#### [Your instructions]
Extract each line of the records below that contains the word "bash".

Recorded information Start Marker

PR #472, opened 2025-02-26
Fix small typos in Katello branching and release processes; add helpful clarifications

qcjames53:
Fix small typos in Katello branching and release processes; add helpful clarifications.

I was routinely running into small discrepancies between the Foreman and Katello branching and release process scripts. I have made several changes to fix small issues in the processes and to clarify some sticking points:

- The branching instructions now name the first release candidate as `VERSION.rc1` instead of `VERSION-rc1`. Katello differs from Foreman in that we use dots for release candidates.
- Cherry pick instructions add the necessary PROJECT and VERSION bash variables.
- A few `./tools` are now `./tools.rb`.
- Developers are told they can skip the foreman-documentation section after rc1 if there are no new headline features or contributors.
- Added a shell command to generate an alphabetized contributors list.
- Changelog instructions add the necessary PROJECT and VERSION bash variables.
- Final release tagging instructions lead to a detached head state so the `git push` command has been modified to allow pushes to upstream from this state.
- Katello gem pushes require 2FA; instructions have been modified to reflect this.
- Added instructions for how to generate release instructions for the next release.


procedures/foreman/release.md.erb
```diff
@@ -99,7 +99,7 @@ Note: If for some reason there was an issue with the tarballs that required uplo
 <% if is_first_rc || (!is_rc && !is_first_ga) -%>
   - Add `topics/foreman-<%= version %>.adoc` to `guides/doc-Release_Notes/master.adoc`: `sed -i '/x.y.z releases here/a include::topics/foreman-<%= version %>.adoc[leveloffset=+1]' guides/doc-Release_Notes/master.adoc`
 <% end -%>
-  - Make sure [foreman-contributors.adoc](https://github.com/theforeman/foreman-documentation/blob/<%= short_version %>/guides/doc-Release_Notes/topics/foreman-contributors.adoc) is updated
+  - Update [foreman-contributors.adoc](https://github.com/theforeman/foreman-documentation/blob/<%= short_version %>/guides/doc-Release_Notes/topics/foreman-contributors.adoc) with the list of contributors using `git log --since="<YYYY-MM-DD of previous major release branching>" --format="%an" | sort | uniq`. Manually clean up any erroneous entries.
```
ekohl, line 102: We already have https://github.com/theforeman/theforeman.org/blob/gh-pages/scripts/committers.rb that should be used.

That repo also contains a longer [.mailmap](https://github.com/theforeman/theforeman.org/blob/gh-pages/.mailmap) to map bad entries to normal users. To use those, it uses `%aN` instead. It's also based on git tags, not dates.

procedures/katello/release.md.erb
```diff
@@ -32,7 +32,7 @@
 <% unless is_rc && !full_version.end_with?('1') -%>
   - Add `topics/katello-<%= version %>.adoc` to `guides/doc-Release_Notes/master.adoc`: `sed '/x.y.z releases here/a include::topics/katello-<%= version %>.adoc[leveloffset=+1]' master.adoc`
 <% end -%>
-  - Make sure [katello-contributors.adoc](https://github.com/theforeman/foreman-documentation/blob/<%= foreman_version %>/guides/doc-Release_Notes/topics/katello-contributors.adoc) is updated
+  - Update [katello-contributors.adoc](https://github.com/theforeman/foreman-documentation/blob/<%= foreman_version %>/guides/doc-Release_Notes/topics/katello-contributors.adoc) with the list of contributors using `git log --since="<YYYY-MM-DD of previous major release branching>" --format="%an" | sort | uniq`. Manually clean up any erroneous entries.
```
ekohl, line 35: Any chance we could standardize things by using the same script or reuse as much as possible?

procedures/foreman/release.md.erb
qcjames53: Wow that's a helpful script. I'll adjust this PR in a bit to reflect this info. Thanks, Ewoud!

qcjames53: @ekohl is there a way to run this script with the Katello repo? Is `katello` an option for `--with-repo`? I'd be happy to add it to the release process but unfortunately did not have enough time to figure this out.

qcjames53:
I kept track of every minor issue with the Katello branching and release processes and added the tweaks to this PR. 

I would be happy to clone the parts that make sense to the Foreman script in the not too distant future but I unfortunately don't have the time for that today.

procedures/foreman/release.md.erb
ianballou: It looks like this is not implemented for Katello yet. I tried adding Katello to the list but it causes git to ask for a username and password. Seems it needs more looking into.

procedures/katello/release.md.erb
```diff
@@ -88,3 +88,10 @@
 - [ ] Create and upload [release specific developer stable box](https://github.com/theforeman/forklift/blob/master/packer/README.md#creating-version-specific-katello-devel-boxes)
 - [ ] Remove references to the oldest Katello version from [testKatello.groovy](https://github.com/theforeman/jenkins-jobs/blob/master/theforeman.org/pipelines/test/testKatello.groovy) and [katello-pipelines.yml](https://github.com/theforeman/jenkins-jobs/blob/master/centos.org/jobs/katello-pipelines.yml).
 <% end -%>
+
+# When ready to release next Katello <%= short_version %> release candidate or minor version
+### Release Owner
```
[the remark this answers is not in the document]
qcjames53: Nice catch!

qcjames53:
Thanks for the review, Ian. The small typo should now be fixed.

procedures/foreman/release.md.erb
qcjames53: I'm happy to leave this as the ` | sort | uniq` solution. It's not too difficult at all to clean up the contributors' names manually.

ianballou (approved):
I'd like to get this through since it has good updates that the next owner will need. We can update the instructions if the contributor-fetching script adds Katello support.

ekohl (commented):
Review from my phone. Likely that I missed things and on my desktop I would have added more links

procedures/katello/branch.md.erb
```diff
@@ -33,6 +33,7 @@
 ## Release Owner
 
 - [ ] Commit the [settings file](https://github.com/theforeman/theforeman-rel-eng/blob/master/releases/katello/<%= release %>/settings) to the `theforeman-rel-eng` repository. See an example [here](https://github.com/theforeman/theforeman-rel-eng/commit/29b6b92e82de25c7a0e32fb9ca36468d8df0f6a1)
+  - [ ] Ensure that the version string uses `VERSION.rc1` instead of `VERSION-rc1`. Katello's syntax differs from Foreman.
```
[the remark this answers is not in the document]
qcjames53: Unfortunately this is correct. We already had subpoint check boxes in other places in this document so I'm personally okay adding a few more. In cases like this it's not really mandatory but it's still nice to let folks keep track of their progress imho.

procedures/katello/branch.md.erb
```diff
@@ -62,7 +63,7 @@
 - [ ] Set GitHub Actions to use the new branch: `sed -i '/foreman_version/ s/develop/<%= foreman_version %>-stable/' .github/workflows/*.yml`
 - [ ] Generate and post the release procedure, if not already posted:
   - [ ] Use <%= rel_eng_script('procedure_release') %>: `PROJECT=katello VERSION=<%= release %> ./procedure_release "<%= target_date %>" "<%= owner %>" "<%= engineer %>"`
-  - [ ] Post the output in [Development/Releases](https://community.theforeman.org/c/development/releases/20) using `Katello <%= release %>.0-rc1 release process`
+  - [ ] Post the output in [Development/Releases](https://community.theforeman.org/c/development/releases/20) using `Katello <%= release %>.0.rc1 release process`
```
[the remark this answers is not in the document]
qcjames53: Unfortunately the branching process doesn't have access. I can add it if you would like but I really don't think it's necessary. I don't believe we'll be branching for anything except `VERSION.0.rc1`.

procedures/katello/release.md.erb
```diff
@@ -14,42 +14,42 @@
...
 <% unless is_rc && !full_version.end_with?('1') -%>
-  - Add `topics/katello-<%= version %>.adoc` to `guides/doc-Release_Notes/master.adoc`: `sed '/x.y.z releases here/a include::topics/katello-<%= version %>.adoc[leveloffset=+1]' master.adoc`
+  - [ ] Add `topics/katello-<%= version %>.adoc` to `guides/doc-Release_Notes/master.adoc`: `sed '/x.y.z releases here/a include::topics/katello-<%= version %>.adoc[leveloffset=+1]' master.adoc`
 <% end -%>
-  - Make sure [katello-contributors.adoc](https://github.com/theforeman/foreman-documentation/blob/<%= foreman_version %>/guides/doc-Release_Notes/topics/katello-contributors.adoc) is updated
-  - Submit this as a PR
+  - [ ] Update [katello-contributors.adoc](https://github.com/theforeman/foreman-documentation/blob/<%= foreman_version %>/guides/doc-Release_Notes/topics/katello-contributors.adoc) with the list of contributors using `git log --since="<YYYY-MM-DD of previous major release branching>" --format="%an" | sort | uniq`. Manually clean up any erroneous entries.
```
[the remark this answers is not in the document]
qcjames53: I like that idea a lot. I'll keep this as date-based for now and we can switch over if/when we make the change down the road.

procedures/katello/release.md.erb
```diff
@@ -88,3 +88,10 @@
 - [ ] Create and upload [release specific developer stable box](https://github.com/theforeman/forklift/blob/master/packer/README.md#creating-version-specific-katello-devel-boxes)
 - [ ] Remove references to the oldest Katello version from [testKatello.groovy](https://github.com/theforeman/jenkins-jobs/blob/master/theforeman.org/pipelines/test/testKatello.groovy) and [katello-pipelines.yml](https://github.com/theforeman/jenkins-jobs/blob/master/centos.org/jobs/katello-pipelines.yml).
 <% end -%>
+
+# When ready to release next Katello <%= short_version %> release candidate or minor version
```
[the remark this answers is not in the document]
qcjames53: It doesn't look like we have this for rc2, just for branching (generating rc1). I added this for all releases since I was finding it difficult to remember the command to generate release procedures for the .1+ releases. I felt that there was no way to know how rigid our release schedule would be in the future so I left it up to the developer.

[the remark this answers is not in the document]
qcjames53: I'd prefer to leave this in for all releases due to the reasoning above. What are your thoughts?

qcjames53:
@ekohl As requested, I added the transifex section to non-rc1 releases so our translations are always updated. It's a copy-paste job but I can always turn it into a method if you'd prefer to avoid the instruction duplication.

procedures/katello/release.md.erb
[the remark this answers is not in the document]
ekohl: I experimented with it in https://github.com/theforeman/foreman/pull/10512. There are some practical concerns so just relating this back.

procedures/katello/release.md.erb
```diff
@@ -14,42 +14,42 @@
...
+  - [ ] Update/add the CHANGELOG.md file: `GITHUB_ACCESS_TOKEN=<secret> PROJECT=katello VERSION=<%= short_version %> ./tools.rb changelog configs/katello/<%= short_version %>.yaml`
   - [ ] Commit: `git commit -m "Release <%= full_version %>"`
   - [ ] Ensure that the commit above is the _last_ commit and there are no commits after it. This is the commit that will get tagged. (Rearrange commits with `git rebase -i` if needed.)
 - [ ] Once the PR is merged, perform the following in the Katello release branch (the real one, not your fork):
   - [ ] Create upstream remote: `git remote add upstream https://github.com/Katello/katello.git`
   - [ ] Fetch upstream remote: `git fetch upstream`
   - [ ] Checkout upstream release branch: `git checkout upstream/KATELLO-<%= short_version %>`
   - [ ] Tag: `git tag -s -m "Release <%= full_version %>" <%= full_version %>`
-  - [ ] Push: `git push --follow-tags` (Must be pushed directly to the release branch, as pull request merges will not preserve tags.)
+  - [ ] Push: `git push --follow-tags upstream HEAD:KATELLO-<%= short_version %>` (Must be pushed directly to the release branch, as pull request merges will not preserve tags.)
```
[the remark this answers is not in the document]
ekohl: 457f7f54b08c53719b8b85b348f9abff881e52f1 intended to make it work, but looks like the process is different enough because Katello submits a PR before and assumes the commit is already made where Foreman has the script make that commit.

Once we resolve that, you should be able to copy the exact same instructions as Foreman:
https://github.com/theforeman/theforeman-rel-eng/blob/de3b841f73facf6d1a61db1cf79fb2125085345c/procedures/foreman/release.md.erb#L35-L37

Then the steps to generate the `.mo` files and call `gem build` etc would be equivalent to Foreman's `release_tarballs` step (since the tarballs are the release artifacts for Foreman). That should be kept in for now.

We can also automate gem releases. We already have that for other plugins after a tag is pushed. See https://community.theforeman.org/t/use-trusted-publishers-to-release-gems/42009 for how we've done that. Only exception is that the `.mo` file building isn't part of it, but we can move that to RPM packaging instead.

Having said all of that: it would rely on updating the settings to match. Right now the version isn't updated since RC1:
https://github.com/theforeman/theforeman-rel-eng/blob/de3b841f73facf6d1a61db1cf79fb2125085345c/releases/katello/4.16/settings#L1

I'd prefer to capture this in an issue upstream and if you want you can point a JIRA issue at it. Thoughts?

procedures/katello/branch.md.erb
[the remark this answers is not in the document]
ekohl: We have some code to initialize the `settings` file:
https://github.com/theforeman/theforeman-rel-eng/blob/de3b841f73facf6d1a61db1cf79fb2125085345c/settings#L26-L30

The idea is that if you run any command with a version that doesn't exist it will initialize it for you.

Perhaps it's an idea to enhance that to use the correct format for Katello and also write down `FOREMAN_VERSION=` which is required? Then introduce since you already run `procedure_branch` it will already have the correct content.

https://github.com/theforeman/theforeman-rel-eng/pull/482 implements that and IMHO makes this line redundant.

procedures/katello/release.md.erb
```diff
@@ -14,42 +14,54 @@
 - [ ] Do Cherry-picks: Clone [tool_belt](https://github.com/theforeman/tool_belt)
   - [ ] If any minor versions of Katello have been added to Redmine since the last cherry-pick, make sure to include them in `prior_releases` in configs/katello/<%= short_version %>.yaml
   - [ ] Run `./tools.rb setup-environment configs/katello/<%= short_version %>.yaml`
-  - [ ] Run `GITHUB_ACCESS_TOKEN=<secret> ./tools.rb cherry-picks --version <%= full_version %> configs/katello/<%= short_version %>.yaml`
+  - [ ] Run `GITHUB_ACCESS_TOKEN=<secret> PROJECT=katello VERSION=<%= short_version %> ./tools.rb cherry-picks configs/katello/<%= short_version %>.yaml`
```
ekohl, line 17: This doesn't look correct because tool_belt doesn't respect `PROJECT` and `VERSION`.

procedures/katello/release.md.erb
```diff
@@ -14,42 +14,54 @@
...
   - [ ] Open a PR in Katello release branch.  Make sure the PR name starts with [CP] to prevent our automations from adding it to Redmine issues.
   - [ ] Using `git cherry-pick -x` as needed, verify tickets in the cherry_picks_<%= full_version %> file are accounted for, or additionally cherry-pick them.  Recommended: Do this in tool_belt's checkout of Katello, in `repos/katello/<%= full_version %>/katello`. This way when you run cherry-picks again, tool_belt will be aware of any picks already completed.
   - [ ] For any cherry-picks that are not needed (including Redmine trackers) you can add them to the `:ignores:` section of `tool_belt` in `configs/katello/<%= short_version %>.yaml`
+- [ ] Update Katello Transifex translations:
+  - [ ] Create a Transifex account and join the Foreman team
+  - [ ] Spin up a Foreman and Katello installation
+  - [ ] [Configure the Transifex client](https://projects.theforeman.org/projects/foreman/wiki/Translating#How-to-pull-translations)
+  - [ ] [Install grunt](https://github.com/Katello/katello/blob/master/engines/bastion_katello/README.md)
+  - [ ] `grunt i18n:extract` in the katello/engines/bastion_katello directory
```
ekohl, line 26: Why doesn't the `Makefile` do this?

procedures/katello/release.md.erb
```diff
@@ -14,42 +14,54 @@
...
+  - [ ] `tx pull --minimum-perc 50 --all` in the katello directory
```
ekohl, line 27: Since https://github.com/Katello/katello/commit/2607abb55b6154c8f2763dc444b418ce48d3eb06 `Makefile` does this when running `tx-pull`
```suggestion
```

procedures/katello/release.md.erb
```diff
@@ -14,42 +14,54 @@
...
+  - [ ] `make -C locale tx-pull` in the katello directory
+  - [ ] `grunt i18n:compile` in the katello/engines/bastion_katello directory
+  - [ ] `bundle exec rake plugin:gettext[katello]` in the foreman directory
+  - [ ] `bundle exec rake plugin:po_to_json[katello]` in the foreman directory
```
ekohl, line 31: If you run `tx-update` then it automatically runs `tx-pull` and tells you the next steps. I'd prefer to have it in code as much as possible.

procedures/katello/release.md.erb
```diff
@@ -14,42 +14,54 @@
...
   - [ ] For any cherry-picks that are not needed (including Redmine trackers) you can add them to the `:ignores:` section of `tool_belt` in `configs/katello/<%= short_version %>.yaml`
+- [ ] Update Katello Transifex translations:
+  - [ ] Create a Transifex account and join the Foreman team
+  - [ ] Spin up a Foreman and Katello installation
+  - [ ] [Configure the Transifex client](https://projects.theforeman.org/projects/foreman/wiki/Translating#How-to-pull-translations)
+  - [ ] [Install grunt](https://github.com/Katello/katello/blob/master/engines/bastion_katello/README.md)
+  - [ ] `grunt i18n:extract` in the katello/engines/bastion_katello directory
+  - [ ] `tx pull --minimum-perc 50 --all` in the katello directory
+  - [ ] `make -C locale tx-pull` in the katello directory
+  - [ ] `grunt i18n:compile` in the katello/engines/bastion_katello directory
```
ekohl, line 29: Why doesn't the `Makefile` do this?

procedures/katello/release.md.erb
```diff
@@ -14,42 +14,54 @@
...
+  - [ ] `bundle exec rake plugin:gettext[katello]` in the foreman directory
+  - [ ] `bundle exec rake plugin:po_to_json[katello]` in the foreman directory
+  - [ ] `make -C locale commit-translation-files` in the katello directory
```
ekohl, line 32: Looks like https://github.com/Katello/katello/commit/2607abb55b6154c8f2763dc444b418ce48d3eb06 removed `-commit-translation-files` in an effort to become standardized with all other plugins. Those use `mo-files` though arguably that's misnamed now. At least `tx-update` tells you what to run.

Now I'm unsure what to do here. Should we fix up `Makefile` so the procedure becomes consistent again between versions or should we move forward, accepting that for 4.16.1 it'll be incorrect?

ekohl (commented):
Thanks for adding the translation steps. I have some questions and would appreciate your input.

procedures/katello/branch.md.erb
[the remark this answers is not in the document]
qcjames53: Totally agree with you here. #482 solves the issue entirely. I'll remove the line.

procedures/katello/release.md.erb
```diff
@@ -14,42 +14,54 @@
...
-  - Submit this as a PR
-
+  - [ ] Update [katello-contributors.adoc](https://github.com/theforeman/foreman-documentation/blob/<%= foreman_version %>/guides/doc-Release_Notes/topics/katello-contributors.adoc) with the list of contributors using `git log --since="<YYYY-MM-DD of previous major release branching>" --format="%an" | sort | uniq`. Manually clean up any erroneous entries.
+  - [ ] Submit this as a PR
 - [ ] Open a PR (or use cherry-pick PR) against the release branch which updates `lib/katello/version.rb` to <%= full_version %>:
   - [ ] `git pull` to make sure you have the latest changes
   - [ ] `sed '/VERSION/ s/".\+"/"<%= full_version %>"/' lib/katello/version.rb`
-  - [ ] Update/add the CHANGELOG.md file: `GITHUB_ACCESS_TOKEN=<secret> ./tools changelog --version <%= full_version %> configs/katello/<%= short_version %>.yaml`
+  - [ ] Update/add the CHANGELOG.md file: `GITHUB_ACCESS_TOKEN=<secret> PROJECT=katello VERSION=<%= short_version %> ./tools.rb changelog configs/katello/<%= short_version %>.yaml`
```
qcjames53, line 53: The original syntax seems to work fine for this line as well. I'm reverting the changes but keeping the '.rb'.

procedures/katello/release.md.erb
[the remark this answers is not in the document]
qcjames53: I think that sounds like a plan. I can create an issue/JIRA for this.

procedures/katello/release.md.erb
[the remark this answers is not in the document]
qcjames53: I agree that the readme's release instructions should cover this issue. I hadn't noticed that existed. I have pulled out the new section.

qcjames53:
This should be good to go now. I can create the translations PR shortly.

Recorded information End Marker

#### [Answer box]
- Cherry pick instructions add the necessary PROJECT and VERSION bash variables.
- Changelog instructions add the necessary PROJECT and VERSION bash variables.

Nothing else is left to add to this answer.